I’d come to understand the warning signs of a forthcoming eviction. The slight extra tension in a guildsmistress’s fingers before the last precious shilling was released, the sleek off-meat odour of a bubbling sheep’s head when the rest of the street were tucking into chops. A glance outside along the pebbledash, work-callused hands pushed through hair, then reaching towards me, although often as not at that moment the dog would start barking, the baby crying, the kettle singing, and the dim idea of some other exchange which would put right the columns of their rentbook would remain the ghost of a possibility. These guildswomen offered their bodies like tear-stained parcels of regret, and I scarcely needed my inherent caution to refuse them. Over the years, since my near-priceless encounter with Doreen, I had learnt to take the occasional relief which I needed with cheerful efficiency from the women who openly plied their trade. Money changed hands there, too, but at least there was something straightforward—almost clean, medicinal, hygienic—about those exchanges.

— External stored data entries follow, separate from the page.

PR #7928, opened 2022-02-19
VB property pages: Application Framework settings

MiYanni:
This PR is just for visibility at the moment.

###### Microsoft Reviewers: [Open in CodeFlow](https://portal.fabricbot.ms/api/codeflow?pullrequest=https://github.com/dotnet/project-system/pull/7928)

### DIFF
--- a/src/Microsoft.VisualStudio.ProjectSystem.Managed/ProjectSystem/Rules/PropertyPages/ApplicationPropertyPage.xaml
+++ b/src/Microsoft.VisualStudio.ProjectSystem.Managed/ProjectSystem/Rules/PropertyPages/ApplicationPropertyPage.xaml
@@ -379,8 +379,8 @@
   <!-- TODO: Shortlink for help URL -->
   <!--Description="Enable modern visual styling for control rendering using the latest Control Library (COMCTL)."-->
   <BoolProperty Name="EnableVisualStyles"
-                DisplayName="Visual styles"
-                Description="Enable the use the Windows XP styles for windows, controls, and so on."
+                DisplayName="Windows XP visual style"
+                Description="Enable the use the Windows XP styles for the application."
                 HelpUrl="https://docs.microsoft.com/dotnet/api/microsoft.visualbasic.applicationservices.windowsformsapplicationbase.enablevisualstyles"
                 Category="ApplicationFramework">
     <BoolProperty.Metadata>
@@ -412,8 +412,8 @@
 
   <!-- TODO: Shortlink for help URL -->
   <BoolProperty Name="SaveMySettingsOnExit"
-                DisplayName="Save My.Settings on exit"
-                Description="Allow the application to save the user settings on exit."
+                DisplayName="Save user settings on exit"
+                Description="Allow the application to save the user settings (My.Settings) on exit."
                 HelpUrl="https://docs.microsoft.com/dotnet/api/microsoft.visualbasic.applicationservices.windowsformsapplicationbase.savemysettingsonexit"
                 Category="ApplicationFramework">
     <BoolProperty.Metadata>
@@ -440,16 +440,22 @@
         </NameValuePair.Value>
       </NameValuePair>
     </EnumProperty.Metadata>
+    
+    <!-- DisplayName="100% scale factor (no DPI detection)" -->
     <EnumValue Name="DpiUnaware"
-               DisplayName="100% scale factor (no DPI detection)" />
+               DisplayName="DPI unaware" />
+    <!-- DisplayName="100% scale factor with improved GDI/GDI+ content quality (no DPI detection)" -->
     <EnumValue Name="DpiUnawareGdiScaled"
-               DisplayName="100% scale factor with improved GDI/GDI+ content quality (no DPI detection)" />
+               DisplayName="DPI unaware, GDI scaled" />
+    <!-- DisplayName="Primary monitor's scale factor is used for all monitors (DPI detected on-launch)" -->
     <EnumValue Name="SystemAware"
-               DisplayName="Primary monitor's scale factor is used for all monitors (DPI detected on-launch)" />
+               DisplayName="System aware" />
+    <!-- DisplayName="Dynamic scale factor (DPI detected on-launch and on-change)" -->
     <EnumValue Name="PerMonitor"
-               DisplayName="Dynamic scale factor (DPI detected on-launch and on-change)" />
+               DisplayName="Per monitor" />
+    <!-- DisplayName="Dynamic scale factor with improved comctl32 and dialog scaling (DPI detected on-launch and on-change including child windows)" -->
     <EnumValue Name="PerMonitorV2"
-               DisplayName="Dynamic scale factor with improved comctl32 and dialog scaling (DPI detected on-launch and on-change including child windows)" />
+               DisplayName="Per monitor V2" />
   </EnumProperty>
 
   <!-- TODO: Shortlink for help URL -->
@@ -467,12 +473,12 @@
       </NameValuePair>
     </EnumProperty.Metadata>
     <!-- TODO: Value provider logic needed to convert string enums to integer values -->
-    <!-- 0 -->
+    <!-- 0 - DisplayName="Windows authentication via My.User object" -->
     <EnumValue Name="Windows"
-               DisplayName="Windows authentication via My.User object" />
-    <!-- 1 -->
+               DisplayName="Windows" />
+    <!-- 1 - DisplayName="Custom authentication implemented within the application" -->
     <EnumValue Name="ApplicationDefined"
-               DisplayName="Custom authentication implemented within the application" />
+               DisplayName="Application-defined" />
   </EnumProperty>
 
   <!-- TODO: Shortlink for help URL -->
@@ -490,12 +496,12 @@
       </NameValuePair>
     </EnumProperty.Metadata>
     <!-- TODO: Value provider logic needed to convert string enums to integer values -->
-    <!-- 0 -->
+    <!-- 0 - DisplayName="Shut down when the main form closes" -->
     <EnumValue Name="AfterMainFormCloses"
-               DisplayName="Shut down when the main form closes" />
-    <!-- 1 -->
+               DisplayName="After main form closes" />
+    <!-- 1 - DisplayName="Shut down only after the last form closes" -->
     <EnumValue Name="AfterAllFormsClose"
-               DisplayName="Shut down only after the last form closes" />
+               DisplayName="After last form closes" />
   </EnumProperty>
 
   <!-- TODO: Shortlink for help URL -->
--- a/src/Microsoft.VisualStudio.ProjectSystem.Managed/ProjectSystem/Rules/PropertyPages/ApplicationPropertyPage.xaml
+++ b/src/Microsoft.VisualStudio.ProjectSystem.Managed/ProjectSystem/Rules/PropertyPages/ApplicationPropertyPage.xaml
@@ -14,6 +14,9 @@
     <Category Name="Resources"
               DisplayName="Win32 Resources"
               Description="Resource settings for the application." />
+    <Category Name="ApplicationFramework"
+              DisplayName="Application Framework"
+              Description="Application Framework settings for the application." />
     <Category Name="Packaging"
               DisplayName="Packaging"
               Description="Packaging settings for the application." />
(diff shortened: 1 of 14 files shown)


src/Microsoft.VisualStudio.ProjectSystem.Managed/ProjectSystem/Rules/PropertyPages/ApplicationPropertyPage.xaml
```diff
@@ -176,6 +179,24 @@
...
+                Description="Enable the Visual Basic Application Framework for this project."
+                HelpUrl="https://docs.microsoft.com/visualstudio/ide/reference/application-page-project-designer-visual-basic#enable-application-framework"
+                Category="General">
+    <BoolProperty.Metadata>
+      <NameValuePair Name="DependsOn" Value="Application::OutputType" />
+      <NameValuePair Name="VisibilityCondition">
+        <NameValuePair.Value>
+          (and
+            (has-evaluated-value "Application" "OutputType" "WinExe")
+            (not (has-csharp-lang-version-or-greater "1.0")))
```
MiYanni, line 194: So, this is fun. We have logic to check the version of the C# language used. So, to make this for 'VB', I made it show up for when the C# language version is **NOT** greater than 1.0. This is just for development purposes. We'll need to add a real flag, specifically for VB.

src/Microsoft.VisualStudio.ProjectSystem.Managed/ProjectSystem/Rules/PropertyPages/ApplicationPropertyPage.xaml
```diff
@@ -355,6 +376,156 @@
...
+               DisplayName="After last form closes" />
+  </EnumProperty>
+
+  <!-- TODO: Shortlink for help URL -->
+  <DynamicEnumProperty Name="SplashScreen"
+                       DisplayName="Splash screen"
+                       Description="Sets the form to be used as a splash screen for the application."
+                       HelpUrl="https://docs.microsoft.com/dotnet/api/microsoft.visualbasic.applicationservices.windowsformsapplicationbase.splashscreen"
+                       Category="ApplicationFramework"
+                       EnumProvider="StartupObjectsEnumProvider">
```
MiYanni, line 513: This will need a custom provider to reflect on the forms available.

src/Microsoft.VisualStudio.ProjectSystem.Managed/ProjectSystem/Rules/PropertyPages/ApplicationPropertyPage.xaml
drewnoakes: https://dev.azure.com/devdiv/DevDiv/_git/CPS/pullrequest/381213 adds `has-vb-lang-version-or-greater` which should help here.

MiYanni: @drewnoakes Thank you! <3

src/Microsoft.VisualStudio.ProjectSystem.Managed/ProjectSystem/Rules/PropertyPages/ApplicationPropertyPage.xaml
```diff
@@ -176,6 +179,24 @@
     </DynamicEnumProperty.Metadata>
   </DynamicEnumProperty>
 
+  <!-- TODO: Shortlink for help URL -->
+  <BoolProperty Name="UseApplicationFramework"
```
melytc, line 183: I know wording it's confusing, but this property actually translates into `MyType` in the project file.

melytc (approved):
Looking good!

src/Microsoft.VisualStudio.ProjectSystem.Managed/ProjectSystem/Rules/PropertyPages/ApplicationPropertyPage.xaml
MiYanni: I see that now. Thanks! Looks like:
- `true` = `<MyType>WindowsForms</MyType>`
- `false` = `<MyType>WindowsFormsWithCustomSubMain</MyType>`

melytc: Right! We probably will need to intercept that boolean value to convert it into the actual string.

src/Microsoft.VisualStudio.ProjectSystem.Managed/ProjectSystem/Rules/PropertyPages/ApplicationPropertyPage.xaml
melytc: While talking with Drew, he had a good point: we should consider adding `has-vb-language` or similar in cases where we're only concerned with the language (not the version).

> So, this is fun. We have logic to check the version of the C# language used. So, to make this for 'VB', I made it show up for when the C# language version is **NOT** greater than 1.0. This is just for development purposes. We'll need to add a real flag, specifically for VB.

As a side note, the project properties UI is also enabled for F# so showing a property by `not (has-csharp-language)` would result in it being shown in VB and F#. More to the point in having a language-specific visibility condition. 😄

MiYanni: Or:
- `has-language "VB"`
- `has-language "CSharp"`
- `has-lang-version "VB" "16.0" "<"`
- `has-lang-version "CSharp" "7.0" ">"`
- `has-lang-version "CSharp" "6.0" "="`

Just make every variant (something which has multiple potential values) a parameter. This allows selection of language, version, and scope (<, >, =). You could add (<=, >=) if needed.

src/Microsoft.VisualStudio.ProjectSystem.Managed/ProjectSystem/Rules/PropertyPages/ApplicationPropertyPage.xaml
MiYanni: Looking into it, it seems that `MyType` is more involved. It feels similar to `Output Type`, but specifically relates to the VB `My` concept. It feels like we should actually have `MyType` as its own property entirely. It being changed related to this concept of 'application framework' is just an artifact of that concept, not the `MyType` property itself. https://docs.microsoft.com/en-us/dotnet/visual-basic/developing-apps/customizing-extending-my/customizing-which-objects-are-available-in-my#predefined-_mytype-values

src/Microsoft.VisualStudio.ProjectSystem.Managed/ProjectSystem/Rules/PropertyPages/ApplicationPropertyPage.xaml
drewnoakes: I've added functions `is-csharp` and `is-vb` in that PR as well.

The distinction between `is-` and `has-` comes down to configurations. You can configure different language versions in different configurations (for example) but you can't realistically configure different languages in different configurations.

We also shied away from requiring the user to pass variables such as "VB" or "CSharp" to make it harder to pass the wrong thing. For example, the above would not work. The `Language` property has value `"C#"` not `"CSharp"`.

drewnoakes: Note also that `(not (has-csharp-lang-version-or-greater "1.0"))` would match an F# project.

src/Microsoft.VisualStudio.ProjectSystem.Managed/ProjectSystem/Rules/PropertyPages/ApplicationPropertyPage.xaml
drewnoakes: @melytc is on the case with https://github.com/dotnet/project-system/pull/7936

src/Microsoft.VisualStudio.ProjectSystem.Managed/ProjectSystem/Rules/PropertyPages/ApplicationPropertyPage.xaml
```diff
@@ -176,6 +179,24 @@
...
+                DisplayName="Application Framework"
+                Description="Enable the Visual Basic Application Framework for this project."
+                HelpUrl="https://docs.microsoft.com/visualstudio/ide/reference/application-page-project-designer-visual-basic#enable-application-framework"
+                Category="General">
+    <BoolProperty.Metadata>
+      <NameValuePair Name="DependsOn" Value="Application::OutputType" />
```
drewnoakes, line 189: I don't think this line is necessary.

```suggestion
```

src/Microsoft.VisualStudio.ProjectSystem.Managed/ProjectSystem/Rules/PropertyPages/ApplicationPropertyPage.xaml
```diff
@@ -176,6 +179,24 @@
     </DynamicEnumProperty.Metadata>
   </DynamicEnumProperty>
 
+  <!-- TODO: Shortlink for help URL -->
+  <BoolProperty Name="UseApplicationFramework"
+                DisplayName="Application Framework"
+                Description="Enable the Visual Basic Application Framework for this project."
+                HelpUrl="https://docs.microsoft.com/visualstudio/ide/reference/application-page-project-designer-visual-basic#enable-application-framework"
+                Category="General">
```
drewnoakes, line 187: I would stick this in the `ApplicationFramework` category directly, to be more consistent with how properties behave elsewhere.

As it stands, checking this box toggles a bunch of properties which are likely not visible on screen at that moment. Generally when you check a box that enables other properties, they appear immediately after that checkbox (e.g. generate documentation, ...).

src/Microsoft.VisualStudio.ProjectSystem.Managed/ProjectSystem/Rules/PropertyPages/ApplicationPropertyPage.xaml
```diff
@@ -355,6 +376,156 @@
...
+  <BoolProperty Name="EnableVisualStyles"
+                DisplayName="Windows XP visual style"
+                Description="Enable the use the Windows XP styles for the application."
+                HelpUrl="https://docs.microsoft.com/dotnet/api/microsoft.visualbasic.applicationservices.windowsformsapplicationbase.enablevisualstyles"
+                Category="ApplicationFramework">
+    <BoolProperty.Metadata>
+      <NameValuePair Name="DependsOn" Value="Application::UseApplicationFramework" />
+      <NameValuePair Name="VisibilityCondition">
+        <NameValuePair.Value>
+          (has-evaluated-value "Application" "UseApplicationFramework" true)
```
drewnoakes, line 390: Please test the following:

1. Set output type to WinExe
2. Check "Use application framework"
3. Verify this property is visible
4. Change from WinExe to Library
5. Verify this property is hidden

I suspect this property may remain visible in the last of the above steps. I don't think we set `UseApplicationFramework` to `false` when making the `OutputType` something other than `WinExe`.

It would be possible to do that with interception, but then there'd be a delay between changing that drop-down and the properties being hidden.

Instead it might be better to `and` this (and other VB properties) with `(has-evaluated-value "Application" "OutputType" "WinExe")`.

src/Microsoft.VisualStudio.ProjectSystem.Managed/ProjectSystem/Rules/PropertyPages/ApplicationPropertyPage.xaml
```diff
@@ -355,6 +376,156 @@
...
 
+  <!-- TODO: Shortlink for help URL -->
+  <!--Description="Enable modern visual styling for control rendering using the latest Control Library (COMCTL)."-->
+  <BoolProperty Name="EnableVisualStyles"
+                DisplayName="Windows XP visual style"
+                Description="Enable the use the Windows XP styles for the application."
+                HelpUrl="https://docs.microsoft.com/dotnet/api/microsoft.visualbasic.applicationservices.windowsformsapplicationbase.enablevisualstyles"
+                Category="ApplicationFramework">
+    <BoolProperty.Metadata>
+      <NameValuePair Name="DependsOn" Value="Application::UseApplicationFramework" />
```
drewnoakes, line 387: Pretty sure you can remove all these `DependsOn` metadata.

src/Microsoft.VisualStudio.ProjectSystem.Managed/ProjectSystem/Rules/PropertyPages/ApplicationPropertyPage.xaml
melytc: Splash Screen wasn't included in @KlausLoeffelmann spec, do we want to bring that in, too? I suspect it wouldn't be using the same EnumProvider as StartupObjects.

MiYanni: Yes, we'd want splash screen. Based on what Klaus said at the start of the meeting (only having two days to write this up), I assumed he wouldn't catch everything. I'd need to do a similar investigation for the other pages (other than Application) to make sure we have property parity. **Additionally**, there are actually more properties that are related to this stuff than we expose, but I have to assume the target for now is parity and not additions.

MiYanni:
These changes ended up getting handled during the rest of the VB property pages stubbing work that is currently on-going.

src/Microsoft.VisualStudio.ProjectSystem.Managed/ProjectSystem/Rules/PropertyPages/ApplicationPropertyPage.xaml
KlausLoeffelmann: Good catch!
I absolutely missed that - yes, we need the SplashScreen.
I take a look tomorrow to see if there are any important things to look out for!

After a non-existent lunch, I reached Sunrise Crescent. There were tight distinctions along these Drives, Gardens, Walks and Avenues, where members of the Copyists’ Guild shared bedroom walls and dustbins with Actuarial Registrars and Lesser Certified Accountants. They all thought that they were above each other, and especially above the sorts of non-guildsmen (they couldn’t bring themselves to think of me as a mart) who made his living collecting rent. So I always noticed the ones who treated me like a human being. For this reason, Master Mather, who’d lived alone at number 19 on Sunrise Crescent before his eviction last winter, had come to my attention.